┌──

PR #908, opened 2023-01-11
Delete | RIP Web3Modal provider

Da-Colon:
## Description
Removes old web3 provider from codebase. I've moved remaining items being used to new locations and updated imports


src/providers/Fractal/utils/api.ts
```diff
@@ -1,4 +1,29 @@
...
+  name: string;
+  id: number;
+};
+
+/* We might use something https://github.com/ethereum-lists/chains
+ * if number of supported chains would grew up, this should remain sync with SUPPORTED_CHAIN_IDS of both dev site and prod
+ */
+const CHAINS: ChainMetadata[] = [
+  {
+    name: 'Mainnet',
```
herbig, line 11: not sure if there's any point to translating these, but we can discuss later on

herbig (approved):

PR #913, opened 2023-01-11
Decent feedback quick fixes

herbig:
## Description

- [fix eth value not disabling](https://github.com/decent-dao/fractal-interface/commit/843338cf108c3d51a85beb77dc2c70edcf7f585f)
- [fix proposal button logic](https://github.com/decent-dao/fractal-interface/commit/5394bd36ef3bfb58918f307f793f5e01b244315b)
- [fix mispelling](https://github.com/decent-dao/fractal-interface/commit/53658e71d113701bf63e2d82aed4db8939950b54)
- [update connection text](https://github.com/decent-dao/fractal-interface/commit/f0a8af82d5ec1bcfc9e2215bab3b51b5a54fa144)
- [update search text from feedback](https://github.com/decent-dao/fractal-interface/commit/36a55a3e9c31dba07c1469d230d4529b1ce6f39f)


src/components/Proposals/ProposalsList.tsx
```diff
@@ -20,7 +20,7 @@ export function ProposalsList({ proposals }: { proposals: TxProposal[] }) {
   } = useFractal();
 
   const showCreateButton =
-    type === GovernanceTypes.GNOSIS_SAFE_USUL ?? owners?.includes(account || '');
+    type === GovernanceTypes.GNOSIS_SAFE_USUL ? true : owners?.includes(account || '');
```
herbig, line 23: @mudrila had to switch this back to what I had before, since it removed the button on dev currently

I'm not sure why this logic is different though...

src/i18n/locales/en/common.json
```diff
@@ -55,5 +55,5 @@
     "timeAgo": "{{time}} ago",
     "cancel": "Cancel",
     "example": "Example",
-    "titleNodes": "DAO Hierachy"
+    "titleNodes": "DAO Hierarchy"
```
herbig, line 58: 🤦

src/i18n/locales/en/dashboard.json
```diff
@@ -1,9 +1,9 @@
 {
     "titleFavorites": "Favorites",
     "emptyFavorites": "No favorites",
-    "errorInvalidSearch": "Please use a valid Fractal or Gnosis Safe address, or ENS domain",
+    "errorInvalidSearch": "Please use a valid Fractal address",
```
herbig, line 4: feedback from Adam was that this confusing, since a valid personal ENS domain like michaelherbig.eth should under this text show something, but it does not, which makes sense

I just simplified it to a Fractal address for now.  I realize we can show any Safe, but we haven't yet fixed any issues there, so we'll highlight this as searching for a Fractal only, and let the user discover that a Fractal with an ENS is valid here

PR #2039, opened 2024-06-22
Remove typechain cleanup 17

adamgall:
This PR represents the first time I'm trying to actually load the app in a browser since this whole project started.

### DIFF
--- a/src/hooks/DAO/loaders/governance/useAzoriusProposals.ts
+++ b/src/hooks/DAO/loaders/governance/useAzoriusProposals.ts
@@ -91,7 +91,7 @@ export const useAzoriusProposals = () => {
       return;
     }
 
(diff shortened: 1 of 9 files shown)


adamgall:
@decentdao/engineering i could use some help with this code...

- first thing I'm struggling with is getting the test to pass
- second is trying to figure out why i'm getting a few `ContractFunctionExecutionError`s in the console, for specific lines in the codebase but idk it doesn't make sense to me.

Da-Colon (commented):
So found a fix for one of them...Not really sure what made me try it, as the stackoverflow answers don't really point to this. But one of the `ContractFunctionExecutionErrors` points to this hook `useCanUserCreateProposal`

The error is removed when you replace `publicClient` with `walletClient`? Not sure why this removes the error. for this particular spot

PR #2044, opened 2024-06-22
Fix crosschain favorites names

### LINKED ISSUE #2043: Cross-chain My Safes names don't load
When My Safes from multiple networks are saved, only the Safes names from the network that we're currently connected to will load.

adamgall:
Fixes #2043 

Now, all Favorited Safe names will load regardless of the currently connected network.

### DIFF
--- a/src/hooks/DAO/useGetDAOName.ts
+++ b/src/hooks/DAO/useGetDAOName.ts
@@ -1,11 +1,10 @@
-import { FractalRegistry } from '@fractal-framework/fractal-contracts';
 import { useCallback, useEffect, useState } from 'react';
-import { Address, PublicClient } from 'viem';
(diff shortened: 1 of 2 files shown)


adamgall:
@Da-Colon @mudrila can you help look into why the build is failing? it's broken for me locally, too, but I don't see why.

Da-Colon:
@adamgall 
image

`useGetDAOname` or in this case `useGetDAONameDeferred` returns any (inferred) it looks like which is why we don't see the error in IDE.

adamgall:
duh, thank you @Da-Colon

tomstuart123 (approved):
two things 
1) approved - the names seem to work well

2) This is the first time I've tested this cross network favourites. Huge props to @adamgall / @Da-Colon / @mudrila . The moment I clicked a safe on another chain and it instantly took me to the right chain, I smiled from ear to ear :)

PR #2078, opened 2024-07-04
Hot-fix navigating to subDAO from hierarchy page when parent DAO has large amount of subDAOs

mudrila:
- Prevent setting `readOnlyValues` if they haven't changed
- Prevent setting `canUserSubmitProposal` if that value hasn't changed

For testing - try to visit `0x374D5a17D2433415C48C735A493F0523DaB99041` DAO's hierarchy page on Base

The actual problem is connected to rate limits and requests failure, which causes infinitely reiterate callbacks in `useEffect`


tomstuart123 (approved):

tomstuart123:
Approved as clicked through to multiple subDAOs from both Myosin and Shutter's parent Safes

adamgall (approved):

PR #2103, opened 2024-07-08
Fix "Top Hat ID is invalid" error that pops up right after new role creation is executed

### LINKED ISSUE #2083: `[roles-0.1.0]` Bug | Hat Id not valid
After succesful execution of the proposal to create a new hat tree. The Toast pops up that the Hat ID is not valid and when visiting Roles page it is stuck in loading (hatTree === undefined). Fixes after refresh

adamgall:
Closes #2083

After hearing live event for new Hat Tree Id, pause 10 seconds before adding that to state

### DIFF
--- a/src/hooks/DAO/loaders/useHatsTree.ts
+++ b/src/hooks/DAO/loaders/useHatsTree.ts
@@ -20,6 +20,7 @@ const useHatsTree = () => {
       if (hatsTreeId === undefined || hatsTreeId === null) {
         return;
       }
+
       try {
         const tree = await hatsSubgraphClient.getTree({
           chainId: chain.id,
@@ -79,7 +80,7 @@ const useHatsTree = () => {
           }
         }
       } catch (e) {
-        setHatsTree(undefined);
+        setHatsTree(null);
         const message = 'Hats Tree ID is not valid';
         toast(message);
         console.error(e, {
--- a/src/hooks/DAO/useKeyValuePairs.ts
+++ b/src/hooks/DAO/useKeyValuePairs.ts
@@ -17,37 +17,37 @@ const getHatsTreeId = (
   }
 
   // get most recent event where `hatsTreeId` was set
-  const hatsTreeIdEvent = events
+  const topHatIdEvent = events
     .filter(event => event.args.key && event.args.key === 'topHatId')
     .pop();
 
-  if (!hatsTreeIdEvent) {
+  if (!topHatIdEvent) {
     return null;
   }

└──

_What this task involves_
Count the lines in the listing above that include the word "setting", and respond with that number alone.

_Your response_
2